Indikator terbaru yang dikeluarkan pada hari Rabu oleh kerajaan itu mengisyaratkan lonjakan tingkat pengangguran di antara warga Saudi, karena angka meningkat selama kuartal kedua tahun ini menjadi 15,4 persen, dibandingkan dengan 11,8 persen selama kuartal pertama tahun ini.

Perlu dicatat bahwa kenaikan tingkat pengangguran terjadi meski sekitar 2,5 juta pekerja ekspatriat meninggalkan kerajaan sejak 2017, dan ada 1,2 juta pekerja ekspatriat yang diperkirakan meninggalkan kerajaan selama tahun berjalan, akibat merebaknya virus corona.

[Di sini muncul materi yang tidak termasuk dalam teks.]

PR #592, opened 2023-02-17
[sc-4030] Dataset import proposed when not empty

operramon:
- Use data from `/counter` endpoint to check if the knowledge box is empty (at the moment it's more robust than using`fulltext.facets`)

### DIFF
--- a/apps/dashboard/src/app/resources/resource-list.component.html
+++ b/apps/dashboard/src/app/resources/resource-list.component.html
@@ -368,7 +368,7 @@
 
     <div
       class="pagination"
-      *ngIf="!(isEmpty | async)">
+      *ngIf="resultsLength > 0">
       <stf-pagination
         [page]="page"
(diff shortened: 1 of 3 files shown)


apps/dashboard/src/app/resources/resource-list.component.html
```diff
@@ -368,15 +368,15 @@
 
     <div
       class="pagination"
-      *ngIf="!(isEmpty | async)">
+      *ngIf="resultsLength > 0">
```
ebrehault, line 371: if `isEmpty` is not used anymore, it must be removed from the component implementation

ebrehault (approved):

apps/dashboard/src/app/resources/resource-list.component.html
operramon: Fixed

PR #597, opened 2023-02-23
Ericbrehault/sc 4151/display the generated pdf

ebrehault:


operramon (approved):

libs/search-widget/src/widgets/search-video-widget/SearchBar.svelte
```diff
@@ -104,6 +105,7 @@
     setLang(lang);
 
     setupTriggerSearch(dispatchCustomEvent);
+    loadFieldData();
```
mpellerin42, line 108: loading field data is needed on the results, not really on the SearchBar, why not calling this method in SearchResults?

PR #613, opened 2023-03-03
[sc-4323] Put back full transcripts in media tiles

mpellerin42:


libs/search-widget/src/tiles/base-tile/BaseTile.svelte
```diff
@@ -5,7 +5,7 @@
   import Icon from '../../common/icons/Icon.svelte';
   import type { ResourceField, Search } from '@nuclia/core';
   import type { WidgetParagraph } from '../../core/models';
-  import { PreviewKind } from '../../core/models';
+  import { MediaWidgetParagraph, PreviewKind } from '../../core/models';
```
ebrehault, line 8: `MediaWidgetParagraph` must be imported as `type`

ebrehault (approved):

PR #623, opened 2023-03-17
Ericbrehault/sc 4035/ux for generated answer chat interface

ebrehault:


libs/search-widget/src/core/stores/answers.store.ts
```diff
@@ -1,13 +1,46 @@
...
 }
 
+const EMPTY_ANSWER = { text: '', sources: [] };
 export const answerState = new SvelteState<AnswerState>({
   dialog: [],
+  currentAnswer: EMPTY_ANSWER,
+  isStreaming: false,
 });
+
+export const currentAnswer = answerState.writer<Partial<Answer>>(
```
mpellerin42, line 25: I don't understand why you set the writer as `Partial<Answer>` while you're returning `currentAnswer` which is of type `Answer`.
If you wanted to type the value sent to set the currentAnswer, I think you should have typed your writer as `answerState.writer<Answer, Partial<Answer>>`, no?

libs/search-widget/src/common/expander/Expander.svelte
```diff
@@ -33,7 +34,11 @@
 </script>
 
 <div class="sw-expander">
-  <slot name="header" />
+  <div
+    on:click={() => (expanded = !expanded)}
+    class="header">
+    <Icon name={expanded ? 'chevron-down' : 'chevron-right'} /><slot name="header" />
```
mpellerin42, line 40: To be able to have a nice transition when toggling the expander, it would be better to use only one chevron (let say `chevron-right`) and to add a class on the div when expanded which would transform the icon (like `transform: rotate(90deg)`). Don't forget to add the transition (something like `transition: transform var(--transition-fast)`). 
(I wrote all that from memory, so double check the variable name, but the css variable for transition exists already)

libs/search-widget/src/components/answer/DialogInput.svelte
```diff
@@ -0,0 +1,45 @@
...
+  </div>
+  <input
+    name="nuclia-dialog-field"
+    bind:this={inputElement}
+    {placeholder}
+    tabindex="0"
+    autocomplete="off"
+    autocapitalize="off"
+    spellcheck="false"
+    aria-label="Dialog input"
```
mpellerin42, line 38: should we translate this?

libs/search-widget/src/core/stores/answers.store.ts
```diff
@@ -25,22 +32,30 @@ export const currentAnswer = answerState.writer<Partial<Answer>>(
...
+    currentQuestion: '',
     currentAnswer: EMPTY_ANSWER,
     isStreaming: false,
   }),
 );
 
+export const resetDialog = answerState.writer<void>(
+  () => undefined,
+  (state) => ({ ...state, dialog: state.dialog.slice(0, 1) }),
+);
```
mpellerin42, line 59: why not creating a simple function for this? a writer seems a bit overkill here

ebrehault: I don't get it. How could we change the state if it is not through a `writer`?

libs/search-widget/src/components/answer/InitialAnswer.svelte
```diff
@@ -23,6 +29,12 @@
   </div>
 {/if}
 
+<Modal
+  show={showDialog}
+  closeButton={true}>
+  <Dialog />
```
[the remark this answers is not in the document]
ebrehault: renamed into `Chat`

libs/search-widget/src/components/answer/DialogInput.svelte
```diff
@@ -38,6 +87,14 @@
     aria-label="Dialog input"
     bind:value={question}
     on:keypress={onKeyPress} />
+  {#if $isSpeechEnabled}
+    <div class="microphone">
+      <IconButton
+        icon="microphone"
+        aspect={$isSpeechStarted ? 'solid' : 'basic'}
```
mpellerin42: I guess what you want is to mark the button as active while the speech started. I feel like we should use the active state of the button instead of changing its aspect. 
`IconButton` (and `Button`) component already have an active style which is done by both the `:active` state of the button and an `.active` class. So you can easily add an `active` property on IconButton component to force the active state (it's something we already have on Angular buttons).

libs/search-widget/src/components/answer/ChatInput.svelte
```diff
@@ -0,0 +1,103 @@
...
+    autocapitalize="off"
+    spellcheck="false"
+    aria-label={$_('answer.input.label')}
+    bind:value={question}
+    on:keypress={onKeyPress} />
+  {#if $isSpeechEnabled}
+    <div class="microphone">
+      <IconButton
+        icon="microphone"
+        aspect={$isSpeechStarted ? 'solid' : 'basic'}
```
mpellerin42, line 95: I guess what you want is to mark the button as active while the speech started. I feel like we should use the active state of the button instead of changing its aspect.
IconButton (and Button) component already have an active style which is done by both the :active state of the button and an .active class. So you can easily add an active property on IconButton component to force the active state (it's something we already have on Angular buttons)

libs/search-widget/src/core/stores/answers.store.ts
mpellerin42: you can use the `update` function of your state. See in `annotations` store: we have our store, we have a few writers for the things we read and write, and we have a few functions allowing to just update specific things of the store.

mpellerin42 (approved):
looks good to me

Perusahaan besar juga telah berhenti membayar gaji, sementara perusahaan sektor swasta menurunkannya, sambil terus menerapkan kebijakan Saudi yang mengganti pekerja asing dengan pekerja nasional, serta melokalisasi banyak sektor ekonomi.

Pertumbuhan tingkat pengangguran ini terjadi di Arab Saudi, salah satu negara Arab terkaya dan penghasil minyak terbesar di dunia. Ini dapat mengganggu perhitungan pembuat keputusan yang telah merencanakan untuk mengurangi tingkat pengangguran di antara orang-orang Saudi menjadi hanya tujuh persen, menurut Visi Saudi 2030, dan menjadi sekitar 10,6 persen untuk tahun 2020, menurut ekspektasi Kementerian Ekonomi.

Peningkatan ini juga berarti bahwa kebijakan ekonomi Saudi telah gagal, karena tidak memberikan kesempatan kerja baru bagi lulusan baru, meskipun kekayaan kerajaan di luar negeri mencapai sekitar 500 miliar dolar. Pemerintah bahkan gagal mempertahankan kesempatan kerja yang ada.

Indikator kedua yang mengungkapkan kebuntuan ekonomi Saudi dan posisi keuangannya, adalah deflasi ekonomi sebesar 7 % pada kuartal kedua tahun ini. Sektor nonmigas paling terpengaruh, karena mengalami deflasi 8,2 %, sedangkan sektor minyak turun 5,3 %.

Deflasi tajam ini didahului dengan penurunan nilai ekspor minyak yang turun 46,4 % pada Juli lalu. Pendapatan ini mewakili persentase terbesar dari pendapatan anggaran Saudi. Surplus neraca perdagangan luar negeri (migas dan nonmigas) juga turun 65,1 %, sejak awal tahun hingga Juli 2020.

Adapun indikator ketiga, Kementerian Keuangan Saudi memperkirakan pada hari Rabu bahwa defisit anggaran untuk tahun berjalan akan mencapai sekitar 298 miliar riyal (79,5 miliar dolar), dan bahwa utang publik akan meningkat menjadi 854 miliar riyal (227,7 miliar dolar), sementara itu bisa mencapai 941 miliar riyal (250,9 miliar dolar) pada 2021.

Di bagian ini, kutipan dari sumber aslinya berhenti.